[英]Pandas Dataframe groupby column
I have a dataframe df which i need to groupby Department Name column我有一个 dataframe df 我需要按部门名称列分组
Input输入
Employee Name![]() |
Department Name![]() |
Subjects![]() |
Billable![]() |
Hours![]() |
Date![]() |
---|---|---|---|---|---|
Anu![]() |
CS ![]() |
Java ![]() |
Yes![]() |
8 ![]() |
01-03-2021 ![]() |
Anu![]() |
CS ![]() |
Python ![]() |
Yes![]() |
9 ![]() |
02-03-2021 ![]() |
Anu![]() |
CS ![]() |
SQL ![]() |
No![]() |
6 ![]() |
03-03-2021 ![]() |
Anu![]() |
CS ![]() |
React![]() |
Yes![]() |
5 ![]() |
03-03-2021 ![]() |
Anu![]() |
CS ![]() |
.Net ![]() |
No![]() |
8 ![]() |
04-03-2021 ![]() |
Bala![]() |
CS ![]() |
SQL ![]() |
No![]() |
5 ![]() |
01-03-2021 ![]() |
Bala![]() |
CS ![]() |
Python ![]() |
Yes![]() |
4 ![]() |
01-03-2021 ![]() |
Bala![]() |
CS ![]() |
Java ![]() |
Yes![]() |
2 ![]() |
02-03-2021 ![]() |
Bala![]() |
CS ![]() |
.Net ![]() |
No![]() |
8 ![]() |
03-03-2021 ![]() |
Bala![]() |
CS ![]() |
React![]() |
Yes![]() |
7 ![]() |
04-03-2021 ![]() |
Code代码
df = pd.pivot_table(df,index=['Department Name','Employee Name','Billable'],columns=['Subjects'],values='Hours',aggfunc={'Hours': np.sum})
# Resetting index
df = df.reset_index ()
list_column = df.columns
# Adding new columns and calculation
total = df.sum(axis=1)
df.insert(len(df.columns), column='Total', value=total)
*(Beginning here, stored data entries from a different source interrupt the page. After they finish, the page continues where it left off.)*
PR #482, opened 2019-09-26
Magordon97

magordon97:
On the Downloads page, split Artist-Song category into two separate categories: Artist and Song. Allow sort by artist name. Allow sort by track name.


app/components/Downloads/DownloadsList/index.js
```diff
@@ -23,6 +24,23 @@ const DownloadsList = ({
...
+                });
+                setArtistSort(false);
+              } else {
+                items.sort((a, b) => {
+                  return a.track.artist.name.toLowerCase() < b.track.artist.name.toLowerCase();
+                });
+                setArtistSort(true);
+              }
+            }
+            }>{t('Artist')} {
```
nukeop: This, along with `t('Song')` won't do what you want it to do. This is a translation function and the way it works is by getting the strings from appropriate locale by their key. E.g. for english, it looks here: https://github.com/nukeop/nuclear/blob/master/app/locales/en.json

For downloads, it uses the string located under the "downloads" key. To get the artist/title pair for the song in the download queue, you can just access its object directly.

nukeop:
Nice contribution! I found one small mistake, could you please take a second look? I will be happy to merge after it's fixed.

PR #496, opened 2019-10-03
#489 Disabling more queue options if queue is empty

### LINKED ISSUE #489: A file is being downloaded even though download queue is empty
Even when the download queue is empty, it allows me to click 'download', and an unknown file begins downloading. This file becomes `undefined - undefined.m4a`. 

Screen Shot 2019-09-30 at 11 00 55 PM
Screen Shot 2019-09-30 at 10 57 33 PM
Screen Shot 2019-09-30 at 10 57 41 PM

Could I tackle this issue? Possibly remove the option to download when the queue is empty? Open to other suggestions. Would love to contribute.

badsketch:
Resolves #489.

Previously, a file would be downloaded even if the queue was empty. This has already been resolved with https://github.com/nukeop/nuclear/commit/f43012b3aa6e26e549d23d1173f29c329a6b8db4, so this is a UX change to disable the entire options menu if the queue is empty.

First PR. Looking for any feedback. 👍

### DIFF
--- a/packages/app/app/components/PlayQueue/QueueMenu/index.js
+++ b/packages/app/app/components/PlayQueue/QueueMenu/index.js
@@ -59,7 +59,7 @@ class QueueMenu extends React.Component {
           {
             !compact &&
               <QueueMenuMore
-                disabled={!items.length}
+                disabled={_.isEmpty(items)}
                 clearQueue={clearQueue}
                 updatePlaylist={updatePlaylist}
                 addFavoriteTrack={addFavoriteTrack}
--- a/packages/app/app/components/PlayQueue/QueueMenu/index.js
+++ b/packages/app/app/components/PlayQueue/QueueMenu/index.js
@@ -59,6 +59,7 @@ class QueueMenu extends React.Component {
           {
             !compact &&
               <QueueMenuMore
+                disabled={!items.length}
                 clearQueue={clearQueue}
                 updatePlaylist={updatePlaylist}
                 addFavoriteTrack={addFavoriteTrack}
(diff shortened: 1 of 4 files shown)


packages/app/app/components/PlayQueue/QueueMenu/index.js
```diff
@@ -59,6 +59,7 @@ class QueueMenu extends React.Component {
           {
             !compact &&
               <QueueMenuMore
+                disabled={!items.length}
```
nukeop: Use `_.isEmpty(items)`, which will be more obvious

nukeop:
Thanks for this, looks very good. I only have 1 minor comment and we can merge.

badsketch:
Ah okay, that makes sense. I'll keep that in mind for the future. 👍 

Also, I wasn't sure what would be considered best practice. 

- check if `currentItem == null` inside `<QueueMenuMore />` 
- create `disabled` prop and check if `items == empty` inside `<QueueMenu />` which is passed to `<QueueMenuMore />` **(what i ended up doing)**
- create `disabled` prop and check if `items == empty` inside `<PlayQueue />`  which is passed to `<QueueMenu />` which is passed to `<QueueMenuMore />` 

I know the end result is trivial, but do you know what is considered the proper react pattern for keeping things extensible and readable? Hope the question makes sense.

nukeop:
I think what you chose is the best approach. We want the queue context menu to be able to be disabled for  any reason, so it's smart to have a prop for that. Queue menu already needs a list of all items, so we can also quickly check if it's empty without adding more code to other components. So in other words, what you did results in the best reusability and the smallest amount of extra code.

PR #505, opened 2019-10-07
added 3 icons to the about modal

jenyeeiam:


packages/app/app/components/HelpModal/index.js
```diff
@@ -48,6 +62,19 @@ const HelpModal = () => {
...
         <Modal.Description>{agplDisclaimer}</Modal.Description>
       </Modal.Content>
+      <Modal.Content>
+        <div className={styles.social_icons}>
+          <div className={styles.icon}>
+            <Icon link size={'big'} name='twitter' onClick={handleTwitterClick}/>
+          </div>
+          <div className={styles.mastadon}>
+            <Image src={mastadonImg} onClick={handleMastadonClick} />
+          </div>
```
jenyeeiam: I really had trouble doing this with the svg. So I converted it to a png and went with that. If you have a better solution then I'd be glad to do it like that

jenyeeiam:
Huh, I'm not sure why this failed?

nukeop:
It's just windows, don't worry.

We're loading svg as text, so to make it work you have to use __html, like here: https://github.com/nukeop/nuclear/blob/b9feeb853b5c5644a36442e33d21fca3075a3d01/packages/app/app/components/Dashboard/GenresTab/index.js#L46

Do you want to try with svg or should I merge?

jenyeeiam:
Yeah I did notice the `dangerouslySetInnerHTML` that and I still couldn't get the svg to show up. I don't know if it had something to do with the modal? Not sure 😞. In any case, here's the screenshot 
Screen Shot 2019-10-07 at 8 39 39 AM

If in the future you want to upgrade fontawesome, version 5 includes the mastadon icon.

nukeop:
Looks awesome! Thanks for the help.

PR #509, opened 2019-10-08
#500 Updating react-beautiful-dnd and fixing drag logic

### LINKED ISSUE #500: Unexpected dragging behavior from play queue
Dragging outside the play queue causes errors.
To Reproduce:
1) Add a song to queue
2) Drag the song outside of the queue. It should pop back to the queue
3) Drag the song again outside of the queue. It will freeze in place

Screen Shot 2019-10-04 at 12 30 56 AM

Could I investigate this issue and improve dragging functionality?

badsketch:
Resolves #500 dragging issues.

Updated react-beautiful-dnd v9.0.0 to v11.0.0. 

Dragging properly indexes the songs between the source and destination

**before**: Dragging used to keep the current song at its index.
sameIndex

**now**: Dragging the current song moves it to where it is dragged.
flicker

But the issue is now if the current song is dragged, then the background flickers between its old and new position 😕. I've tried using `React.memo` hoping it's a rerendering issue, but it doesn't work. I've also tried a constant time approach to calculating where the current song should be instead of the `findQueueItemIndex` linear search. Wondering how to pinpoint where the delay is coming from. Any suggestions?

If I can't fix it, should I consider just removing my last commit and only PRing the package update and index fix?

### DIFF
--- a/README.md
+++ b/README.md
@@ -124,7 +124,3 @@ In case of errors with dbus/mpris, try removing optional dependencies from `pack
 ## License
 
 This program is free software: you can redistribute it and/or modify it under the terms of the GNU Affero General Public License as published by the Free Software Foundation, either version 3 of the License, or (at your option) any later version.
-
-#### Support on Beerpay
-
-[![Beerpay](https://beerpay.io/nukeop/nuclear/badge.svg?style=beer-square)](https://beerpay.io/nukeop/nuclear)  [![Beerpay](https://beerpay.io/nukeop/nuclear/make-wish.svg?style=flat-square)](https://beerpay.io/nukeop/nuclear?focus=wish)


packages/app/app/components/PlayQueue/index.js
```diff
@@ -47,7 +54,7 @@ class PlayQueue extends React.Component {
 
     return this.props.items.map((el, i) => {
       return (
-        <Draggable key={i} index={i} draggableId={i}>
+        <Draggable key={i} index={i} draggableId={`${i}`}>
```
badsketch: breaking change was that `draggableId` has to be a string now. 

I initially tried using `uuid` for the `key` and `draggableId`, but it was causing a different flickering issue. Plus, adding a playlist to the playqueue twice will cause repeats in `uuid`. Looking for any alternatives/suggestions.

nukeop:
Could you try to rebase or cherry pick so that there are only your commits in the PR? It looks like a bunch of other work got caught too and it makes it harder to evaluate your work.

Were you able to figure out why the id causes flickering? Is it because of some inefficient comparison somewhere?

badsketch:
No, I wasn't able to, but I'm gonna take another look tonight. 

As for the commit cluttering, do you know what might have been the cause? I occasionally `git fetch/merge upstream master` into my remote branch. Is that bad practice?

nukeop:
Yes, there's no need to do that, unless there are drastic changes across the whole codebase. Merge conflicts should be resolved at merge time, and it should ideally be automatic or take only small manual changes. No need to merge master back since it'll only make things more difficult to review, and will be done anyway when the PR is accepted.

PR #512, opened 2019-10-09
Display stream id only if exist

Zalaxx:
The stream Id was always displayed on the stream info, regardless the track has one or not.

| Before | </img>|                                                                                                                  
|:------:|:----------------------------------------------------------------------------------------------------:|
| **After** | </img> |

### DIFF
--- a/packages/app/app/components/QueuePopup/index.js
+++ b/packages/app/app/components/QueuePopup/index.js
@@ -102,13 +102,11 @@ class QueuePopup extends React.Component {
             <label>{t('title')}</label>
             <span>{selectedStream.title}</span>
           </div>
-          {selectedStream.id ? (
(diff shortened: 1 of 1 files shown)


packages/app/app/components/QueuePopup/index.js
```diff
@@ -102,10 +102,14 @@ class QueuePopup extends React.Component {
             <label>{t('title')}</label>
             <span>{selectedStream.title}</span>
           </div>
-          <div className={styles.stream_id}>
-            <label>{t('id')}</label>
-            <span>{selectedStream.id}</span>
-          </div>
+          {selectedStream.id ? (
```
nukeop: You can use `selectedStream.id &&` instead of the ternary.

PR #513, opened 2019-10-09
Use https instead of http

Zalaxx:
Some links were still in http, while sites support and redirect to https. There is no reason to stay in http.


nukeop:
You're correct, thanks for the change.

PR #514, opened 2019-10-09
fix min size of the steam info

Zalaxx:
As the stream_info takes the size on the background image, when the thumbnails are smaller than 124px, not all the information can be displayed properly. 124px comes from the size of a thumbnail of a Youtube music.

| Before | </img>
|---------| --------------------------------------------------------------------------------------------------------------------------------------------------------|
| **After** | </img> |


nukeop:
Great job, I remember seeing this issue some time ago but I forgot about it. You're on a roll today.

PR #2188, opened 2023-02-13
Eveline Coenegrachts

evelinecoen:


views/artist-search-results.hbs
```diff
@@ -0,0 +1,6 @@
+{{#each allArtists}}
+<div class=‘image’>
+  <p>{{this.name}}</p>
+  <a href="/albums/someArtistIdGoesHere">View Albums</a>
```
joaopdg, line 4: Here you can not pass the ID hard coded you need to make it dynamic, the same way you did for the name:

```
<a href="/albums/{{this.id}}">View Albums</a>
```

app.js
```diff
@@ -4,15 +4,58 @@ const express = require('express');
...
+    console.log('The received data from the API: ', data.body.artists.items); // where do we get this (?)
+    // ----> 'HERE'S WHAT WE WANT TO DO AFTER RECEIVING THE DATA FROM THE API'
+    const allArtists = data.body.artists.items   // you have to create a variable to display it as an object
+    res.render('artist-search-results', {allArtists})   // this is when we are going to display the content on the screen
+  })
+  .catch(err => console.log('The error while searching artists occurred: ', err));
+
+})
+
+app.get('/albums/:artistId', (req, res, next) => {
```
joaopdg, line 52: You did the route for the artist search, the route for the albums will follow the same logic.

But now we no longer have a `form` so instead of getting the `input` of the `user` through the `req.query` we will get the `id` of the artist through the `req.params`.

After this you need to make the call to the `API` with the specific method `.getArtistAlbums()` passing the `artistId` inside the `()` .

Wait for the response, and render the `hbs` page with the `response` from the `API`.

joaopdg (commented):
Hi Eveline, try to finish the lab later this week so you can practice a bit more. Overall, good job so far!

PR #2224, opened 2023-03-20
[FTRMT022023] Hugo

hugowannabedev:
Setting the initial route was very confusing at the beginning. And the 'tracks' route is still not working.


TA-Remote:
Hey Hugo!!!! great you played around displaying other properties. Guess you enjoyed working with music related lab😉
Anyway, you just miss a  " / " before 'tracks...  ` app.get('tracks/:albumId', (req, res, next) => { `    and everything is working perfectly🙌

PR #2285, opened 2023-05-06
Spotify API

Renatopais:


views/albums.hbs
```diff
@@ -0,0 +1,26 @@
...
+    <meta charset="UTF-8">
+    <meta http-equiv="X-UA-Compatible" content="IE=edge">
+    <meta name="viewport" content="width=device-width, initial-scale=1.0">
+    <title>Albums</title>
+</head>
+<body>
+    <h1>Albums</h1>
+    {{#each response.items}}
+        <div>
+            <a href="/albums/{{../artistId}}/{{id}}/tracks">View tracks</a>
```
joaopdg, line 14: You're sending the user to the current page `albums` instead of sending to the `tracks` page, also you're passing a lot of info on the route you just need to pass the `id`:
```
 <a href="/tracks/{{id}}">View Tracks</a>
```

joaopdg (commented):
Good job on the lab Renato, check the corrections that I left you below and the lab's solution to have an idea of what you could have done differently!

PR #2287, opened 2023-05-07
[lis-wdft-2023] - Lucas Telles

lltelles:


views/index.hbs
```diff
@@ -0,0 +1,17 @@
...
+    <meta http-equiv="X-UA-Compatible" content="IE=edge" />
+    <meta name="viewport" content="width=device-width, initial-scale=1.0" />
+    <link rel="stylesheet" href="/styles/style.css"/>
+    <title>Home</title>
+  </head>
+  <body>
+    <div class="btn">
+      <form action="/artist-search" method="GET">
+        <input type="text" name="/artist-search"/>
+        <button type="submit">Search for artist</button>
```
joaopdg, line 13: You already have the html boiler plate code on your `layout.hbs` so here you just need to put the code referring to the `body` of your page.

You should not use the route path as the name of the input:
```
    <form action="/artist-search" method="GET">
      <input type="text" name="search" />
      <button type="submit">Search for an Artist</button>
    </form>
```

PR #2291, opened 2023-05-07
[LIS-FT-APR23] Guy_Dagan

Guy-Dagan:


app.js
```diff
@@ -1,18 +1,69 @@
...
+  .then((data) => spotifyApi.setAccessToken(data.body["access_token"]))
+  .catch((error) =>
+    console.log("Something went wrong when retrieving an access token", error)
+  );
 
 // Our routes go here:
 
-app.listen(3000, () => console.log('My Spotify project running on port 3000 🎧 🥁 🎸 🔊'));
+app.get("/", (req, res) => {
+  res.render("index.hbs");
```
brunorocha20, line 32: You don't need to put the termination of your file since you already declared above that the `view engine` is going to be `hbs`, so, you should only render `res.render("index");`

brunorocha20 (commented):
Good job on the lab. Check the lab solutions for a better understanding.

PR #2293, opened 2023-05-07
[WDFT LIS APR23] Victoria Avelar

avelarvicky:


app.js
```diff
@@ -1,18 +1,78 @@
...
+});
+
+app.get("/albums/:artistId", async (req, res, next) => {
+  try {
+    let albums = await spotifyApi.getArtistAlbums(req.params.artistId);
+
+    console.log("Artist albums: ", albums.body.items);
+
+    //res.render("albums", { results: albums.body.items });
+    res.send({ results: albums.body.items });
```
joaopdg, line 56: You're sending the API response to the view, instead of rendering a .hbs file displaying the API response. You should use the commented line that you have above `res.render( ...` instead of `res.send( ...`

views/album-tracks.hbs
```diff
@@ -0,0 +1,5 @@
+{{#each results}}
+    <img src="{{images.0.url}}" alt="" />
+    <h2>{{name}}</h2>
+    <a href="/albums/{{id}}">view albums</a>
```
joaopdg, line 4: Instead of a button sending you back, you should have a player for the sample of the song

joaopdg (commented):
Good job on the lab Vitoria, check the corrections that I left you below and the lab's solution to have an idea of what you could have done differently!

available_col = len(df.columns)
Utilization_col = len(df.columns)
utilization_row = len(df.columns)
# Adding Available column
available = 168
df.insert(len(df.columns), column='Available', value=available)
# Adding Utilization column
utilization = (total / available)
df.insert(len(df.columns), column='Utilization', value=utilization)
# Filter dataframe using groupby
df1 = df.groupby(['Department Name','Employee Name'], sort=False ).sum(min_count=1)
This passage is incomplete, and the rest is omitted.